This year we decided to present a female superhero by adding a Wonder Woman comic. We soon discovered in the recent bestseller by Jill Lepore, The Secret History of Wonder Woman, that Wonder Woman’s development was fascinating, including roots in the early 20th-century women’s movement. In the comic currently on view, Wonder Woman epitomizes the mythological struggle between Venus and Mars, the gods of love and war, and between women and men.
Created by William Moulton Marston in 1941, Wonder Woman is the most popular woman superhero of all time, a feminist icon inspired by the women in Marston’s life. Marston collaborated with his wife Sadie Holloway in developing the lie detector test. Marston and Holloway lived in an extended relationship with Olive Byrne, collectively raising the children of both couples. Byrne was the niece of another influential woman in Marston’s world, Margaret Sanger, an early 20th-century proponent of free love and voluntary motherhood, and the founder of the modern birth control movement.
Like most superheroes, Wonder Woman has weapons, but they are mostly non-lethal, like her bracelets and her lasso (which compels truth telling, like Marston’s lie detector test!). Her Amazon bracelets bring to mind early suffragettes who shackled themselves to the railings of government buildings. In the comic currently on view in Knights!, Wonder Woman warns that “violence is a boomerang turning against you.”

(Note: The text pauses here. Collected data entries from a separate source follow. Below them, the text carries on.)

Issue #415, opened 2020-07-23
pytorch MPI performance


burlen:
The deeplab ar detector has abysmal performance when run with MPI. This is because of the incorrect massive over subscription of threads by pytorch. When setting to 1 thread the performance is also abysmal and is not viable. We need to expose and use our thread management codes to get the number of cores per MPI rank and forward this information to pytorch. We need to document how to run the pytrroch related codes w/ MPI.

elbashandy:
When you say "When setting to 1 thread the performance is also abysmal and is not viable", do you mean setting pytorch threads to 1 or do you mean using `mpiexec -n 1`?

burlen:
#417 resolved the technical issue, but documentation remains to be completed

burlen:
resolved by #529

PR #417, opened 2020-07-24
Python load balancing

burlen:
* This enables the automatic mapping of the threads to physical cores from Python. This addresses usability issue in `model_segmentation`/`deeplab_ar_detect` when run in MPI parallel the defaults severely degraded performance and it was not obvious why it was occurring.
* runs the deeplab tests in parallel with a fully serial run to compare against.
* includes a number of bug fixes


burlen:
resolves #415

alg/teca_model_segmentation.py
```diff
@@ -69,51 +76,90 @@ def set_pred_name(self, name):
...
+                # we failed to detect the number of physical cores per MPI rank
+                # if this is an MPI job then fall back to 2 threads per rank and
+                # if not let torch use all (what happens when you do nothing)
+                n_threads = -1
+                comm = self.get_communicator()
+                if teca_py.get_teca_has_mpi() and comm.Get_size() > 1:
+                    torch.set_num_threads(2)
+                    n_threads = 2
+                else:
+                    pass
```
taobrienlbl, line 142: Were you intending for the `pass` statement to be a placeholder for other code?  Writing `else: pass` in python is equivalent to not having an else-block at all, which is why I ask.

alg/teca_model_segmentation.py
```diff
@@ -69,51 +76,90 @@ def set_pred_name(self, name):
...
-                "is not a function"
-                )
-
-        if not args:
-            raise ValueError(
-                "ERROR: The provided data transform function "
-                "must at least have 1 argument -- the data array object to "
-                "apply the transformation on."
-                )
+        if threads_per_core > 4:
```
elbashandy, line 97: what is the reason of choosing 4 threads per core here instead of 2 (as represented in the error message)?

alg/teca_model_segmentation.py
burlen: good point, it's not really needed.

alg/teca_model_segmentation.py
burlen: My observation with the test data so far is that 1 thread per core does the best, but the test data is small so I was thinking that 4 would leave room for some experimentation with over subscription. at the same time I wanted to catch the users who didn't realize this is a multiplicative factor. In your performance experiments what did you find?

elbashandy: I found that setting more than 1 thread to torch speeds the process significantly... but the difference in performance of having 2, 4 & 8 threads isn't that big.

I ran on a month worth of data (month of april-2015), 30 files, 8 timesteps per file,  240 timesteps total, On Haswell:

| # of Nodes | # of ranks | # of torch threads | processing time (seconds) |
| ------------- | ------------- | ------------- | ------------- |
| 8  | 240  | 1  | 177 |
| 15  | 240  | 2  | 42 |
| 30  | 240  | 4  | 35 |
| 60  | 240  | 8  | 30 |

alg/teca_model_segmentation.py
burlen: I've now fixed this and a few other issues flagged by pycodestyle.

alg/teca_model_segmentation.py
burlen: you have a physical core available for each thread, this data does not describe performance for over subscription, which is what the setting is related to. if you don';t have that data , not a problem.

elbashandy: Yeah makes sense.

Wonder Woman ties together various threads in our approach to arms and armor, encapsulating questions of gender and violence explored in the comic book and in the historic armor on display in Knights! She introduces a female point of view, opposing the militarism and violence of traditional patriarchy in ways that emphasize love and nonviolence. Additionally, Wonder Woman, like Batman, makes clear the connection to today’s pop culture, bridging centuries-old arms and armor to the contemporary imagination.